Merc Rule 8

Written by J. D. Wiley --- Art by J. D. Wiley

Merc Rule 8: Shitting your pants is the first sign of courage.

We’ve all heard the old adage, you can’t have courage until you’re afraid. Truth is, it’s really as simple as that.

But in the bloody business, being piss-down-your-leg, quivering-in-your-boots scared is just the tip o’ the iceberg. When killing is in the job description you’re bound to find yourself in hair-raising situations as often as not. And eventually, unless you quit before you make much of a name for yourself, you’ll wind up in an infamous brown trouser situation. If you smell what I’m saying. Until you’ve fought your way to the other side o’ one of ’em, well, you don’t know a damn thing about being afraid. Or courage.

I thought I knew about fear. That was before I went to Atlantica de Mer, out on the open water with the Deep Riggers. Those ol’ boys are crazier’n a sack of rabid foxes. They go out on ragtag skiffs to delve the Blue Miss.

Oh… the Blue Miss. There’s a reason she’s still single. That gulf is a mean bitch, swallowing ships whole and spitting men back up on the banks pale and bloated. Assuming they come back up at all. And that’s to say nothing of what horrors may be swimming ’round in her shadowy depths.

But those Deep Riggers, bless their hearts, they tie off to their skiffs and dive right in without so much as a breathing tube. Freedivers, the whole lot of ’em. Now, why would anyone wanna do something like that? ‘Cause as dark and cold as Blue Miss is, she harbors boundless treasures from the old world. Entire cities of relics just sleeping a few hundred feet beneath the surface. Green with rust and covered in seaweed. But according to the Deep Riggers, “Nothin’ a blowtorch and a lil elbow grease can’t solve.”

I still ain’t sure what possessed me to go out there with ’em. Wasn’t like they were paying me. Maybe it was just for shits n’ grins. Maybe I was drunk or did it on a dare. Might’ve been all three. Regardless, my land lubber arse went out on the choppy waters in the dead of night to go spotlighting with them boys.

I strapped on a headlamp, tied a rope to my trousers, and dove right in. I saw buildings down there, tall as any I’ve ever seen on the surface. And I saw something else too. A shadow moving in the deep. A shark, and a big’n. Lucky for me I saw it far enough off that I had time to tug my line. So them Deep Riggers could start hauling me back up to the boat. With them doing the work, I could keep an eye on that shark on the way up. I got out my knife and made ready for the worst. You know, just in case.

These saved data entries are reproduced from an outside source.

Issue #650, opened 2015-11-05
Cannot use single quotes in selectors


ipolevoy:
First, cool project!

Found a small issue: this HMTL:

```html
<body>
<p>This is <a data-file='123'>jsoup</a>.</p>
</body>
```

works with this selector: 

```
a[data-file="123"]
```

As you can see, the HTML has single quotes for `data-file` attribute, but the selector must use double quotes, and not working with single quotes: 

```
a[data-file='123']
```

This means that the selector inside Java code must use escaped double quotes: 

```java
Document doc = Jsoup.parse(responseContent());
Elements main = doc.select("a[data-file=\"123\"]");
```

This makes code look a bit dirtier than it should. Are there plans to support single quotes? 

By the way, I intend to use this in tests with http://javalite.io/testing, which looks like a perfect match.

derfloscher:
+1 thank you for the pull request

jhy:
My inclination would just be to use `a[data-file=123]`. The HTML using single- or double-quotes has nothing to do with it; in the DOM there's an attribute with key = `data-file` and value = `123`.

ipolevoy:
:+1:

ipolevoy:
If someone is interested, this is how JSoup is used in JavaLite: http://javalite.io/testing#testing-html-content

PR #655, opened 2015-11-15
#650 Cannot use single quotes in selectors

ipolevoy:
This small change makes it possible to use single quotes in queries like this one: 

```java
Document doc = Jsoup.parse(responseContent());
Elements main = doc.select("a[data-file='123']");
```
Before this fix, you could only use double quotes, even if single quotes were actually used in HTML.

### DIFF
--- a/src/main/java/org/jsoup/select/Evaluator.java
+++ b/src/main/java/org/jsoup/select/Evaluator.java
@@ -280,7 +280,8 @@ public abstract class Evaluator {
             Validate.notEmpty(value);
 
             this.key = key.trim().toLowerCase();
-            if (value.startsWith("\"") && value.endsWith("\"")) {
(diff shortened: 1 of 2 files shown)


ipolevoy:
Hey, Jonathan. 
Do you have plans for the next release? I wonder how fast this fix can find its way to Maven Central. 
I want to use your library, but this is a show stopper. 

Looking forward!
tx
Igor

cuantico:
Just curious, why do you need to use `div[class='main']` instead of `div[class=main]` ?

ipolevoy:
because this is now you normally write finders using JQuery, so consistency  across web development and tests makes sense. Besides  not sure if your approach will even work for attributes with multiple values:

```
div[class='main subheader']
```

ipolevoy:
:+1:

PR #662, opened 2015-12-02
Add appendTo method to Element.

sedran:
appendTo method appends the element to a given parent element and returns itself, instead of the parent. See jQuery's appendTo method for further information.
    As an example, use the code below;

```
element.appendTo(parentElement).attr('class', 'text-danger').text('Alert!!');
```

Instead of the code below;

```
element.attr('class', 'text-danger').text('Alert!!');
parentElement.appendChild(element);
```

### DIFF
--- a/src/main/java/org/jsoup/nodes/Element.java
+++ b/src/main/java/org/jsoup/nodes/Element.java
@@ -291,6 +291,25 @@ public class Element extends Node {
     }
 
     /**
+	 * Add this node as a child node to the given parent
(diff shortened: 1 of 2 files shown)


jhy:
Thanks! Merged. Better late than never ;)

sedran:
Thank you, this is my first merged open source software contribution. :)

jhy:
Excellent, I hope it's the first of many!

PR #665, opened 2015-12-17
Modified to save memory when creating many unknown (custom) tags, plus option to format inline

gregko:
Currently a new Tag instance is created each time a tag with previously used tagName is needed, sometimes creating thousands of unnecessary Tag instance duplicates. This pull request proposes to fix this by maintaining a map of customTags, similar to the 'tags' map maintained for known tags, and returning a tag from this list, if the tagName is already there.

Also, for a custom tag that can "do anything", a choice is needed to decide if it should be formatted as block or not. For this the pull request provids a new variant of Tag valueOf(String tagName, boolean formatAsBlock).

LONG RATIONALE: custom, unknown tags may be used if the HTML and DOM are manipulated only for internal consumption in an app, and not for publishing on the web. For example, in my case I wrap words and sentences in HTML pages or long ebook chapters for the purpose of sending entire sentences to TTS engine for reading aloud with correct intonation, while being able also to highlight the currently read sentence. A long page or ebook chapter may have thousands of words, and I wrap them into &lt;w&gt; tags to have them short, instead of &lt;span class="wordFindSomeUniqueClassName"&gt;. I also need my words (and &lt;snt&gt; tags for sentences) formatted as inline elements, not blocks.

I also developed code for extracting and wrapping equivalents of JavaScript Range objects and "DocumentFragments". Maybe it could be part of jsoup as well - let me know if interested, see more at
 http://stackoverflow.com/questions/34301276/jsoup-equivalent-of-dom-range-operations-like-extractcontents-etc

This small pull request does not contain that code.

Greg Kochaniak, Hyperionics

### DIFF
--- a/src/main/java/org/jsoup/helper/HttpConnection.java
+++ b/src/main/java/org/jsoup/helper/HttpConnection.java
@@ -16,8 +16,12 @@ import java.net.URLEncoder;
 import java.nio.ByteBuffer;
 import java.nio.charset.Charset;
 import java.nio.charset.IllegalCharsetNameException;
+import java.security.GeneralSecurityException;
 import java.security.KeyManagementException;
+import java.security.KeyStore;
 import java.security.NoSuchAlgorithmException;
+import java.security.cert.CertificateException;
+import java.security.cert.CertificateExpiredException;
 import java.security.cert.X509Certificate;
 import java.util.*;
 import java.util.regex.Pattern;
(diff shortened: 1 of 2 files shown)


jhy:
Thanks for the PR. However by placing every unknown tag found into a static map, this would introduce a memory leak / DOS vector (i.e. deliberately or accidentally feeding a jsoup app HTML with random tags). It would be possibly OK to do it within the context of the current doc, but I wouldn't want to see it for a Parser (which can get reused) or for the whole lifecycle of the app.

Did you measure the memory benefit of this for your use case? Interested to see what the gain is.

Also why is block the only configurable option?

My inclination to make this a useable feature would be to create something like a ParseSettings object (like Document.OutputSettings) which is given at the Parser initiation time. That could be given a set of custom tags (and open up the control of block, inline, data, etc) which would override any canned ones. I was thinking of that settings object to control attribute normalization, etc.

Also, what's with the changes to HttpConnection? Seems irrelevant to the PR.

gregko:
Hello Jonathan,

I have no longer means of testing this, since some months ago I implemented my HTML DOM editing completely in C++, based on HTML Tidy parser and my own C++ code on top of it to do what I need (splitting text into paragraphs and sentences), it’s over 10x faster than Java. However in some long HTML texts (e.g. ebook chapters) I was creating thousands of custom tags <par> and <s> so the new tag names created for each instance were affecting performance and memory use.

 

The HttpConnection issue was later, I had trouble connecting to some secure web sites and needed to modify the way security certificates are created. I think it was an issue with connecting to web sites signed with a private security certificate, without the correct Certification Authority. Again, this was in February, so I don’t remember the details any more… I found some article on how Google wants security implemented now, added the code, tested – it worked, so I left it there and forgot. Sorry I’m so useless.

 

Greg

jhy:
Thanks again, but I won't take it in this current form. The idea is good and I'd like to see it in ParseSettings or similar to address my points.

PR #753, opened 2016-08-23
optimize Element#hasClass

### LINKED ISSUE #752: Optimize Element#hasClass
Profiling shows that this method is really hot (CPU and memory allocation).
The regexp split should be replaced by a custom solution that do not allocate unneeded memory.
the parsing of the attribute should also be stopped if there is a match.

benbenw:
this method is perf sensitive (CPU and memoryallocations)
This replaces the regexp split with a custom implementation that do not
allocate unneeded memory.
With this patch a simple test calling Element#select in a loop for
several selector went from 3Gb allocated to 10Mb.
GC times were reduced.
Fixes #752

### DIFF
--- a/src/main/java/org/jsoup/nodes/Element.java
+++ b/src/main/java/org/jsoup/nodes/Element.java
@@ -1067,15 +1067,49 @@ public class Element extends Node {
     */
     public boolean hasClass(String className) {
         String classAttr = attributes.get("class");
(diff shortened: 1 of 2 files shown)


jhy:
Thanks, looks like a good approach.

jhy:
Thanks, merged

PR #755, opened 2016-08-23
Optimize Attribute#iterator

### LINKED ISSUE #754: Optimize Attribute#iterator
It allocates a lot of memory during the parsing through ParseSettings#normalizeAttributes.

benbenw:
It allocates a lot of memory during the parsing through
ParseSettings#normalizeAttributes.
this new implementation just wrap the LinkedHashMap values iterator in a
read-only iterator.

Iterating 1000 times over an internal html file (~800Kb) was allocating
970Mb, with this optimization it's now 350Mb

Fixes #754

### DIFF
--- a/src/main/java/org/jsoup/nodes/Attributes.java
+++ b/src/main/java/org/jsoup/nodes/Attributes.java
@@ -172,7 +172,11 @@ public class Attributes implements Iterable<Attribute>, Cloneable {
     }
 
     public Iterator<Attribute> iterator() {
-        return asList().iterator();
+        if (attributes == null || attributes.isEmpty()) {
+            return Collections.<Attribute>emptyList().iterator();
+        }
+        
+        return new AttributesReadOnlyIterator(attributes.values().iterator());
     }
 
     /**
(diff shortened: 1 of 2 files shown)


jhy:
Wha

jhy:
(Sorry, clicked wrong button) - looks good, just wanted to check what code coverage exists for this iterator or if we need another test?

benbenw:
Add a new commit with some tests of Optimize Attribute#iterator.

pmouawad:
@jhy ,any plan to release a jsoup version soon ?

Thanks for your nice library and your work.
Regards

jhy:
What do you think about just returning the LinkedHashMap iterator directly? Instead of wrapping it in a new object? Saves some GC, and allows a bit of extra functionality (like remove).

benbenw:
I tried to keep the same 'api' : in the current version it's not possible to remove an element from the iterator.
I'm afraid most of the remaining memory is allocated from the LinkedHashMap#values#iterator creation (should be verified), but removing an extra layer is always good.

jhy:
I think it's OK to change the API as it's backwards compatible and we didn't make a big point in the doc or anything that it was an immutable iterator. As you say it's not going to be a big improvement but 16 bytes is 16 bytes.

jhy:
Thanks for this, merged

PR #760, opened 2016-09-23
Change OuterHtmlVisitor visibility, reduce stream reading on startup

kirillF:
Move xhtml and base html charsets to memory from .properties to reduce stream reading on startup (Android sensitive). Change OuterHtmlVisitor visibility to public. Helps to modify nodes and construct outer HTML in single tree traverse.


jhy:
Hi - were you able to measure an impact from this? My thought is that the full entities are still loaded on init and that's where most of the time is going to be spent (i.e. only moving the base entities out doesn't seem like it would be impactful).

kirillF:
Hi, yes, full entities are still loaded on init and impact is not recognizable. Second thing is generating changing visibility of OuterHtmlVisitor allows to traverse document tree, update/format/etc and construct outer html in one traverse.

jhy:
I refactored Entities to load faster. Thanks.

PR #766, opened 2016-10-06
README changes

zygimantus:
Applied markdown for README file and Travis build status added.


jhy:
No thanks, they don't need to get a ping on every project view here. Anyway, it's not like the build is unstable.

Only, the closer that big shark got, the further away I realized he was. Until the damn thing was so big in front of me I couldn’t see nothing else. I was tugging on the line harder and harder, but there’s only so fast you can haul a fella out o’ water. I must’ve been twenty feet from the surface when I saw three more lamps bust through the surface around me. Harpoons started firing. Gouts of blood whisked out from that beast every which way, and it turned from me at the last moment. Caught up in the proper spearing them other fellas were giving it.

I hauled my ass up on the skiff and found the captain laying the throttle to the floor. We were dragging the other tree fellas away from that mammoth creature as fast as that little skiff would take us. I picked up pole darts and harpoons and hurled ’em into the water. Don’t know how many I landed, or how long it went on. Just know I saw fins and teeth and blood, and I didn’t stop until all three left me the hell alone. 

It wasn’t until we’d made it back that I realized the foul smell on the boat was me. O’ course they all had a good laugh about it after. But in the moment, staring down that evil creature, I was too damn scared to even care.

Hell, that monster almost got one of them boys that dove in to my rescue. Got a hold of his leg and tore it clean off. We managed to haul him out, and he’s still hobbling around these days making jokes about it. He might’ve shit his pants too for all I know. Might be that everyone there that day did. And I ain’t ever seen a braver crew of men in my life.

O’ course, that don’t mean shitting your pants is a requisite to courage. It just means you don’t know a damn thing about real fear. Real fear. 

If you wanna find out what that means, take a ferry to Atlantica de Mer and flag down some Deep Riggers. They’ll sort you out.